──────── THE RECORDS

PR #88, opened 2021-09-07
Multi Mode Support - Non Hacky Implementation

ssayer:
`rqrcode_core` 1.2.0 has been released with support for multi segment encoding. This PR moves us over to use that version, and eliminates the hacky implementation we currently have. This will also support smaller QR codes as we currently hard code to version 22.


mickohanlon23 (approved):
QR Code renders correctly and validates when scanned. Also seems to scan quicker with our verifier app, which is nice. Added bonus of eliminating a console warning we were previously getting with the PDF download. Looks great 👍

radamson (approved):
Did a `rails assets:clobber`, before testing (just to be sure we weren't caching anything).

Worked great and code is way cleaner now. Hopefully a future release of `rqrcode` embeds the updated `rqrcode_core` version eventually so we don't have to explicitly have that dependency requirement forever.

The QR code did look a lot smaller too (I didn't test the QR code version, but I'm guessing it was under 22).

qr

Results from https://github.com/smart-on-fhir/health-cards-dev-tools also indicate the QR stuff is working right:


```shell
SMART Health Card Dev Tools v1.0.2-0

QR image
   │  
   └─ QR numeric
         │  
         └─ JWS-compact
               │  
               ├─ Error
               │    · Issuer URL SHALL use https
               │  
               └─ JWS.payload
                     │  
                     ├─ Warning
                     │    · JWS.payload.vc.type SHOULD NOT contain 'https://smarthealth.cards#immunization', no immunization resources found
                     │    · JWS.payload.vc.type SHOULD NOT contain 'https://smarthealth.cards#covid19', no covid immunization or observation found
                     │  
                     └─ FhirBundle
```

────────────────

YOUR INSTRUCTIONS: Filtering the entries above by the word "payload", copy each line that matches.

EXPECTED ANSWER:
               └─ JWS.payload
                     │    · JWS.payload.vc.type SHOULD NOT contain 'https://smarthealth.cards#immunization', no immunization resources found
                     │    · JWS.payload.vc.type SHOULD NOT contain 'https://smarthealth.cards#covid19', no covid immunization or observation found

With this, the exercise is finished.